From the late 16th to the 18th centuries, books were published by subscription in English-speaking areas including Britain, Ireland, and British America. Subscriptions were an alternative to the prevailing mode of publication, whereby booksellers would buy authors' manuscripts outright and produce and sell books on their own initiative. The subscription model was not common and books published using the model were often about specialist subjects. Contemporaries sometimes considered subscription unseemly.

== Background ==
In the late 16th and 17th centuries in England, businesses including insurance enterprises and trading companies such as the East India and Hudson's Bay companies operated on a subscription basis. Some lectures were also funded by subscription.

Writers who did not organize subscriptions would usually sell their manuscripts at low prices to booksellers, who would then produce and distribute the printed book. Selling the manuscript meant abandoning any legal rights to the literary work the writer might have, such as copyright or moral rights. According to the literary scholar George Justice, subscription was a descendant of patronage, whereby writers would depend on the financial support of a single person to produce literature.
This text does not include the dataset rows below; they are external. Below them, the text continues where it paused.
PR #1246, opened 2025-11-28
Add single-sample shader compilation to GLSL/HLSL script

takayhan-AMD:
It's time-consuming to have to wait for all shaders of all samples to get compiled, so I replicated the behavior already in the slang script.

Tested it locally and it seems to work as expected.


SaschaWillems:
Thanks for your contribution. Very much appreciated.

W. A. Speck describes it as a "half-way house" between patronage and selling a book on the market.

== Subscription model ==
Publication by subscription took the following form. A writer or bookseller promised to produce a book with certain specifications. Subscribers promised to pay for the book's production. In turn, they would each receive a copy. Subscribers typically paid half in advance and half on delivery of the new book. Their names would be listed in the frontmatter of the edition for which they subscribed. A subscriber could pay more to receive a book printed on better paper or to have their coat of arms included.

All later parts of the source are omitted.